─── Data to process

PR #1181, opened 2018-12-03
Add more items query for new similar items

rwd:


app/views/portal/show.rb
```diff
@@ -235,7 +235,8 @@ def suggestions
     def suggestions_similar_items
       {
         tab_title: t('site.object.items-similar-to-item'),
-        url: document_similar_url(document, format: 'json', mlt_query: @mlt_query, per_page: 12)
+        url: document_similar_url(document, format: 'json', mlt_query: @mlt_query, per_page: 12),
+        more_items_query: search_path(mlt: document.id)
```
lbiedinger: shouldn't this be ```more_items_query: search_path(params.slice(:api_url).merge(mlt: document.id))``` as we were doing for similar_items previously?

rwd: I don't think it's necessary. We don't generally attempt to preserve the explicit `api_url` query parameter across links throughout the site, so no particular need to here.

PR #1203, opened 2019-01-18
Request hits from Search API and pass to Mustache

rwd:


spec/presenters/document/search_result_presenter_spec.rb
```diff
@@ -0,0 +1,30 @@
...
+  let(:document) { bl_response.documents.first }
+  let(:basic_api_response) { JSON.parse(api_responses(:search)) }
+  let(:api_response) { basic_api_response }
+
+  describe '#hit_selector' do
+    subject { described_class.new(document, controller, api_response).hit_selector }
+
+    context 'with hit in API response' do
+      let(:api_response) do
+        basic_api_response.tap do |response|
```
lbiedinger: since we'll be adding the 'hits' profile by default to all searches I'd consider including it on the basic api response as opposed to modifying it on the fly here.

rwd: But on the other hand, only the newspapers API will return hits...

PR #1214, opened 2019-01-25
Use multi_json with yajl

rwd:
And install derailed_benchmarks in profiling env


config/initializers/active_support.rb
```diff
@@ -0,0 +1,14 @@
+# frozen_string_literal: true
+
+require 'active_support/number_helper/number_to_rounded_converter'
+
+module ActiveSupport
+  module NumberHelper
+    class NumberToRoundedConverter
+      # Patch to quiet warnings for deprecated `BigDecimal.new` in Ruby 2.6
+      def calculate_rounded_number(multiplier)
```
lbiedinger: Is it worth overwriting like this? If these are only warnings would it not make sense to leave them until a version of ActiveSupport is available that doesn't raise these anymore and then simply upgrading?

PR #1227, opened 2019-03-29
Hide europeana IIIIF page webResources from the media carousel 

lbiedinger:


app/presenters/document/web_resource_presenter.rb
```diff
@@ -256,13 +256,19 @@ def displayable_tests
...
+        -> { for_has_view? && europeana_iiif? ? false : nil },
         # TRUE if for a hasView and MIME type is known
         -> { for_has_view? && mime_type.present? ? true : nil },
         # FALSE otherwise
         -> { false }
       ]
     end
 
+    def europeana_iiif?
+      field_value('dctermsIsReferencedBy') =~ %r(^http(s)?://iiif\.europeana\.eu/presentation/)
```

──────

→ **Directions for this task**:
Identify every line above with the string "site" in it. Copy those lines.

→ **Answer for the task**:
         tab_title: t('site.object.items-similar-to-item'),
rwd: I don't think it's necessary. We don't generally attempt to preserve the explicit `api_url` query parameter across links throughout the site, so no particular need to here.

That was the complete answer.